--- Task directions ---
With respect to the word "that", report how many lines of the following listing include it. Give nothing but the number.

══════════════════════════════

PR #3112, opened 2024-11-15
Support LLVM intrinsics with no arguments

### LINKED ISSUE #3111: Calling LLVM intrinsics with no arguments is unsupported
Consider the following code:

```ispc
uniform int64() { return @llvm.readcyclecounter(); }
```

that results in the following error:

```bash
Error: syntax error, unexpected ')'. 
uniform int64() { return @llvm.readcyclecounter(); }
    ^

Compiler returned: 1
```

nurmukhametov:
This fixes #3111

### DIFF
--- a/src/parse.yy
+++ b/src/parse.yy
@@ -569,7 +569,20 @@ intrinsic_name
     ;
 
 intrincall_expression
-    : intrinsic_name '(' argument_expression_list ')'
+    : intrinsic_name '(' ')'
+      {
+          std::string *name = $1;
+          name->erase(0, 1);
+          Symbol* sym = m->AddLLVMIntrinsicDecl(*name, nullptr, Union(@1,@3));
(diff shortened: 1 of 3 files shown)


src/parse.yy
```diff
@@ -569,7 +569,20 @@ intrinsic_name
     ;
 
 intrincall_expression
-    : intrinsic_name '(' argument_expression_list ')'
+    : intrinsic_name '(' ')'
+      {
+          std::string *name = $1;
+          name->erase(0, 1);
+          Symbol* sym = m->AddLLVMIntrinsicDecl(*name, nullptr, Union(@1,@3));
```
aneshlya, line 576: I don't see any code in `AddLLVMIntrinsicDecl` verifying that `args` in not `nullptr` before accessing it. Could you add it?

aneshlya (approved):
Looks good!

══════════════════════════════

--- Task response ---
2